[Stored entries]
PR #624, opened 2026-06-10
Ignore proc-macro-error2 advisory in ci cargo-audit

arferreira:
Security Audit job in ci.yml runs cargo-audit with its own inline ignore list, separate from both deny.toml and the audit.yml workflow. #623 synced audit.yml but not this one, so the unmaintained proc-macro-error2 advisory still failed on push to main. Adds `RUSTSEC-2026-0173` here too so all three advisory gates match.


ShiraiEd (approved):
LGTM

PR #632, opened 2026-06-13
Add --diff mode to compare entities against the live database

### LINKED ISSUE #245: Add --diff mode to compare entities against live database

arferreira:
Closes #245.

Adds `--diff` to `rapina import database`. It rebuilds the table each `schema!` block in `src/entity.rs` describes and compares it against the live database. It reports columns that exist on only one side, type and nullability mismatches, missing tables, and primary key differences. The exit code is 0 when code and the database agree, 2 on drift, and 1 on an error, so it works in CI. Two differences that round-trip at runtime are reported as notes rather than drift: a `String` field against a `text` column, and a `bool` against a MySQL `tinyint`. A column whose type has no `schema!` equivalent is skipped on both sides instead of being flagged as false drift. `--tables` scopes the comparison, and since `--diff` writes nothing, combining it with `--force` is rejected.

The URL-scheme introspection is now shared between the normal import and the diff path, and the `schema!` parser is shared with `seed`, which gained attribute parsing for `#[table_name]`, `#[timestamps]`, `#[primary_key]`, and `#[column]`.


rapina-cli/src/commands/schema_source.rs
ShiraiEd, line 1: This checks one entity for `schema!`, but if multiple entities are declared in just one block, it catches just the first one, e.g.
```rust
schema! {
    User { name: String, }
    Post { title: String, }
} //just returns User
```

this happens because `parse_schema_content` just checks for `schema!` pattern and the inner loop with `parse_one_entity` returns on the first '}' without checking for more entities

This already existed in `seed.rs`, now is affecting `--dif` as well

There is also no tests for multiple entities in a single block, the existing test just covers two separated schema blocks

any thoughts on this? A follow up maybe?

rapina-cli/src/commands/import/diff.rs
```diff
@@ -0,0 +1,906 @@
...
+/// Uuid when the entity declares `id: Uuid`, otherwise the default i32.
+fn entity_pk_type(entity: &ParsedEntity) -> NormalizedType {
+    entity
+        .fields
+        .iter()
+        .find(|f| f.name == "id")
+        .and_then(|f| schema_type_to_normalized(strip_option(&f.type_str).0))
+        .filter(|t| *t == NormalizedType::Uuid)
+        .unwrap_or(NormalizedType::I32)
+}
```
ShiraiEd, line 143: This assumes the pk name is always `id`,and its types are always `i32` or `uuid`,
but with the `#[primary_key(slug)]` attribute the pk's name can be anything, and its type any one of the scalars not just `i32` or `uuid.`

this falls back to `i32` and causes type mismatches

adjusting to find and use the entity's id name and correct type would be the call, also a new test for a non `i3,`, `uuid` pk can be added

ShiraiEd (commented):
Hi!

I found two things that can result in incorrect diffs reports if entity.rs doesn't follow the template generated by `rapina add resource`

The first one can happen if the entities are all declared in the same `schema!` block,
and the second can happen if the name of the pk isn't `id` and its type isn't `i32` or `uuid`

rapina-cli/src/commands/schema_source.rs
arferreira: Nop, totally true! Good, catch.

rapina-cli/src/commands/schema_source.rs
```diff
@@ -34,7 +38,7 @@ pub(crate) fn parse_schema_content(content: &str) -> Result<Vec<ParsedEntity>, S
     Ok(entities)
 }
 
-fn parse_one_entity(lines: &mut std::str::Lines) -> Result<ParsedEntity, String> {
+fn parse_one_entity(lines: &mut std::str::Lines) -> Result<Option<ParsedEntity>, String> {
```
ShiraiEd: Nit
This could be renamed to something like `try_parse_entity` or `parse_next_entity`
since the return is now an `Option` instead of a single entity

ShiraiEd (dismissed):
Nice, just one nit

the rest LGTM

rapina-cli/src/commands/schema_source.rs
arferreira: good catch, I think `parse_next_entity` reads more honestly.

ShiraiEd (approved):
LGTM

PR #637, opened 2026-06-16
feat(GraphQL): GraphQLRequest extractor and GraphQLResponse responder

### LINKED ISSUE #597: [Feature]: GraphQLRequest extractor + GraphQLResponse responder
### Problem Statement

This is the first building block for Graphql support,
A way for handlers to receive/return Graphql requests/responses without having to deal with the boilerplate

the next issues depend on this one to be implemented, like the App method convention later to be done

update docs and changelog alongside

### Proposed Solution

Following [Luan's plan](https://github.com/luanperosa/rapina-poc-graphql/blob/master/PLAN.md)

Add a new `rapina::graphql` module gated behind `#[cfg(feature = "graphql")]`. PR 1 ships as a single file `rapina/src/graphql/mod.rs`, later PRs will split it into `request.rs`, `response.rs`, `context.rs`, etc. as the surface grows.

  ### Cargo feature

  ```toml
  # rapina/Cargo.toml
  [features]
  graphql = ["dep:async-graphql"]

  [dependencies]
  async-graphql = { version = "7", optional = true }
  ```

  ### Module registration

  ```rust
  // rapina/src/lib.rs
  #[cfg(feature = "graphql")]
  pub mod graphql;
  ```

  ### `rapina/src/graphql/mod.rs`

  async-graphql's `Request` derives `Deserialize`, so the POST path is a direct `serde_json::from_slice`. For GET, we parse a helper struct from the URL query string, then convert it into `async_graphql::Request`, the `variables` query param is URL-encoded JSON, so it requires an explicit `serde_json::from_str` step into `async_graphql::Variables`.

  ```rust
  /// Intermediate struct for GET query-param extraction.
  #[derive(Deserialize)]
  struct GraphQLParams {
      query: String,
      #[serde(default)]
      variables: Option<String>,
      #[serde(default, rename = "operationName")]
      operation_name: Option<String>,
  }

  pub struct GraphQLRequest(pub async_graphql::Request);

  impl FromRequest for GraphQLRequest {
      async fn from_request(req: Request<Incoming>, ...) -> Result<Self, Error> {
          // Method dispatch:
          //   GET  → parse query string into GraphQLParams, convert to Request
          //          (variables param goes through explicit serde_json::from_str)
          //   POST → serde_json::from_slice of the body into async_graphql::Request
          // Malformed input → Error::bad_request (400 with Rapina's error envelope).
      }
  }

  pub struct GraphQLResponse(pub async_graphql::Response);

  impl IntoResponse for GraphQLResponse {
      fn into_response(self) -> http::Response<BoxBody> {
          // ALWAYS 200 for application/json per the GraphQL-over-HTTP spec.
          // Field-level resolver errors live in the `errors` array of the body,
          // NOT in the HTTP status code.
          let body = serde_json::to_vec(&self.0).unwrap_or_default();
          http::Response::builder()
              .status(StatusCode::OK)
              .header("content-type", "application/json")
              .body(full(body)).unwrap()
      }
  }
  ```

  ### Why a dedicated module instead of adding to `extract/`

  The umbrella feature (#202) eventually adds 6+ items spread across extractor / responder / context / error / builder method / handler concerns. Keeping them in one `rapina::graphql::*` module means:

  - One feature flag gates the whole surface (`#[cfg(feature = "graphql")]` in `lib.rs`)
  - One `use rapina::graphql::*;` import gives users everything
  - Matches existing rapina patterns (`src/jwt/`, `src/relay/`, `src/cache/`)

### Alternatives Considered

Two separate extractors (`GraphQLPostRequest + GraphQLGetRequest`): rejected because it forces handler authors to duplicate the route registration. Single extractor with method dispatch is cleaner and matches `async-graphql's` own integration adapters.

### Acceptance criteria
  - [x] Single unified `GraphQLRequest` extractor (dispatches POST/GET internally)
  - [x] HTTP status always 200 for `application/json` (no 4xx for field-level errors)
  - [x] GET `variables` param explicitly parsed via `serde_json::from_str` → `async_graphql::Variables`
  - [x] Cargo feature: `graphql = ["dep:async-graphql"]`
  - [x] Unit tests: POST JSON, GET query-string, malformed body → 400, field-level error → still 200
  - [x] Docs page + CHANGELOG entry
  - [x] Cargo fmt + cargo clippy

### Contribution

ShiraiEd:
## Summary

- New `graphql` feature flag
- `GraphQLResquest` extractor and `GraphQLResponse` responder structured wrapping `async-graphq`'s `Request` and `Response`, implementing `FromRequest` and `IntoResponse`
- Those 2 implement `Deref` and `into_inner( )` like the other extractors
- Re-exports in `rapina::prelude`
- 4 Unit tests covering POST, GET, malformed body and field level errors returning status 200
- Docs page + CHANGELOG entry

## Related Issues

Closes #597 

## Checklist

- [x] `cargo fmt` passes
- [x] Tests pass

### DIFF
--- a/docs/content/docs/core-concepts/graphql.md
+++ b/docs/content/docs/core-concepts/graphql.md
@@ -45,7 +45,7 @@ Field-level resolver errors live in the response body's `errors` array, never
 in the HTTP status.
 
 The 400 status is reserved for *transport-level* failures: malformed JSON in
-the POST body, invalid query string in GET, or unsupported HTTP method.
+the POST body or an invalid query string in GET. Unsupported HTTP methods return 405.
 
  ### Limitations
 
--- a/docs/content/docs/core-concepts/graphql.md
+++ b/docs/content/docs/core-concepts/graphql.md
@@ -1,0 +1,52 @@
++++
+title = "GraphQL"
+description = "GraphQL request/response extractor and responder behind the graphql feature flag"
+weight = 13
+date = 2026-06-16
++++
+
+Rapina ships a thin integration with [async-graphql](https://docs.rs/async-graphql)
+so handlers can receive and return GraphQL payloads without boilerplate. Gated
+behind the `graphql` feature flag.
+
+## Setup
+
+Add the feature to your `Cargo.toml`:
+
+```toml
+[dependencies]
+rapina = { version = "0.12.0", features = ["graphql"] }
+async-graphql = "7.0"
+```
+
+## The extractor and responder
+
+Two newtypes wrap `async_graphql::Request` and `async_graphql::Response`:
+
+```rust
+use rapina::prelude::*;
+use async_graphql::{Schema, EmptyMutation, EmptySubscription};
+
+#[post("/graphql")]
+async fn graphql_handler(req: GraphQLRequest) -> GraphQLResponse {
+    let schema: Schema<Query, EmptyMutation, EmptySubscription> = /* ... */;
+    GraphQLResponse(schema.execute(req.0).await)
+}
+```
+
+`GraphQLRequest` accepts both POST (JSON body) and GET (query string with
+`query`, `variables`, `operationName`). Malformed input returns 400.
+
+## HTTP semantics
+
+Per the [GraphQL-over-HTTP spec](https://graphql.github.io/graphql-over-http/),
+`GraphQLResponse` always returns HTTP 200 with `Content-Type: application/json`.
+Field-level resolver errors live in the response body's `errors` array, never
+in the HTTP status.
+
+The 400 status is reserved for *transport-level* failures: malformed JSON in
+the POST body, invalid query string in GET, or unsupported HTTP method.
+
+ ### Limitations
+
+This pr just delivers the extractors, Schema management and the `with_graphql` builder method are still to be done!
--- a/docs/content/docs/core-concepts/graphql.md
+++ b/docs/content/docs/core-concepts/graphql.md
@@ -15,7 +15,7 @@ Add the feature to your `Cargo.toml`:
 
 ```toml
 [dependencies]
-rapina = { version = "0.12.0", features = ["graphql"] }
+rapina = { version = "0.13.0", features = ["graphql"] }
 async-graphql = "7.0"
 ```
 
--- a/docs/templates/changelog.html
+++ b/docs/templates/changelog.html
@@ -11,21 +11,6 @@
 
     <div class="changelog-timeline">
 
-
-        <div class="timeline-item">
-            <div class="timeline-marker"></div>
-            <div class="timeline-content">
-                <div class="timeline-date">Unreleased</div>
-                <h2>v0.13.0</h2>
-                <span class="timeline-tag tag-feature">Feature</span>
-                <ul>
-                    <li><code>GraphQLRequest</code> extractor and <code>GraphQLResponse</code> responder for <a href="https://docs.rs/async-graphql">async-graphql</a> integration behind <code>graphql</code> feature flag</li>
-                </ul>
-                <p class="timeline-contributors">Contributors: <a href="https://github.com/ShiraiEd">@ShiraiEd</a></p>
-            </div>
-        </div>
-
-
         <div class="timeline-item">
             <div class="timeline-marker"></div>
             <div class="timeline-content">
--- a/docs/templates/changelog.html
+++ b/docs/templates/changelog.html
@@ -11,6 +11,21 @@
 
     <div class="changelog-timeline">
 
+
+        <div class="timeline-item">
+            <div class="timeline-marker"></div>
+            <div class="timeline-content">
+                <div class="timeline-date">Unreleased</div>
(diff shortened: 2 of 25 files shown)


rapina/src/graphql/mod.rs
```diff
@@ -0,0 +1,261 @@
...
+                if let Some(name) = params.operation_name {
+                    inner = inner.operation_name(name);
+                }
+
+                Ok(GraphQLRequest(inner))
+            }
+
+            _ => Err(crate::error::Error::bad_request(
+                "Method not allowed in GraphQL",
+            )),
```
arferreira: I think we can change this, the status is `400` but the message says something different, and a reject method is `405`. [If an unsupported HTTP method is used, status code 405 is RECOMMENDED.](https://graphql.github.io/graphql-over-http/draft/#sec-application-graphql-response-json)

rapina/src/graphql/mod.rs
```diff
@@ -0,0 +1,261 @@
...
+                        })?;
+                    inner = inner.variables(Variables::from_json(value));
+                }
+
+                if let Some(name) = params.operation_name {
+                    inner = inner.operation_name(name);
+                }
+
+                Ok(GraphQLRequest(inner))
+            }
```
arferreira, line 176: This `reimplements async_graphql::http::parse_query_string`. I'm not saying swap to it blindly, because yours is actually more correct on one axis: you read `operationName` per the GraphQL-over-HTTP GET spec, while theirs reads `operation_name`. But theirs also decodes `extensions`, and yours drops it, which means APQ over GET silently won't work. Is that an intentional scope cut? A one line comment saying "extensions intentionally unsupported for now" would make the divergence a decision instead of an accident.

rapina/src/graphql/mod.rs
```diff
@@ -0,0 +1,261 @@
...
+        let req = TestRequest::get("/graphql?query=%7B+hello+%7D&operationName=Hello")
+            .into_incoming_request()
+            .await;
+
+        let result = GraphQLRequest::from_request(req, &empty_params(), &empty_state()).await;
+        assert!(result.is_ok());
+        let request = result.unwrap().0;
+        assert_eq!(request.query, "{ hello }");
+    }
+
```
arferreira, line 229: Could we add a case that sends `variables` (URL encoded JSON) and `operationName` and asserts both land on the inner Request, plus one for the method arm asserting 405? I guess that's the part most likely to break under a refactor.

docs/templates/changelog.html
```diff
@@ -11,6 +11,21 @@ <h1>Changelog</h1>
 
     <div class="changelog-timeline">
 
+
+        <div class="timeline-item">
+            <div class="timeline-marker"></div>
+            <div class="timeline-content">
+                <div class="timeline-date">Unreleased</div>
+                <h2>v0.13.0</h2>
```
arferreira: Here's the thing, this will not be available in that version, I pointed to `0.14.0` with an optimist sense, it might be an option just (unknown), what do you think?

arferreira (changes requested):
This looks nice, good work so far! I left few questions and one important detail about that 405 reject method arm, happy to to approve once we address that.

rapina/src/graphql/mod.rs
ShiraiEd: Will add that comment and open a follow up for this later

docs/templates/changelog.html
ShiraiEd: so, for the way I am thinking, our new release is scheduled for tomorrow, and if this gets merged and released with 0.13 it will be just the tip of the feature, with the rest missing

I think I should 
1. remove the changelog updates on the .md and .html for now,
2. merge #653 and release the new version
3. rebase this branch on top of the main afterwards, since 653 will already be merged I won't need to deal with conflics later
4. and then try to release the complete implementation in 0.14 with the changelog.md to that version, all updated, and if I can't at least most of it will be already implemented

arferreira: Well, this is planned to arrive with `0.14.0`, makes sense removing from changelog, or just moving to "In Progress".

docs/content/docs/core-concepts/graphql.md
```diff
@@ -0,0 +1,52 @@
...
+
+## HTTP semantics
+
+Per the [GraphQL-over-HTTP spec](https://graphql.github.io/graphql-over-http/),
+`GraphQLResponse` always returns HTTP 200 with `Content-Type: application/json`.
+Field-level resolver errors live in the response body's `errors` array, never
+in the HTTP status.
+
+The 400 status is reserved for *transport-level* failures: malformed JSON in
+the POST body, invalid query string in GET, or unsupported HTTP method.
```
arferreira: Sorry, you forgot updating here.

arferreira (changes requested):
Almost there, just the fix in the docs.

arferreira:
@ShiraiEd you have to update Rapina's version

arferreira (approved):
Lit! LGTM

EXERCISE DETAILS – Extract the lines above, from the first one through the one containing "PR #632, opened 2026-06-13", and return only those, unchanged.

TASK ANSWER –
PR #624, opened 2026-06-10
Ignore proc-macro-error2 advisory in ci cargo-audit

arferreira:
Security Audit job in ci.yml runs cargo-audit with its own inline ignore list, separate from both deny.toml and the audit.yml workflow. #623 synced audit.yml but not this one, so the unmaintained proc-macro-error2 advisory still failed on push to main. Adds `RUSTSEC-2026-0173` here too so all three advisory gates match.


ShiraiEd (approved):
LGTM

PR #632, opened 2026-06-13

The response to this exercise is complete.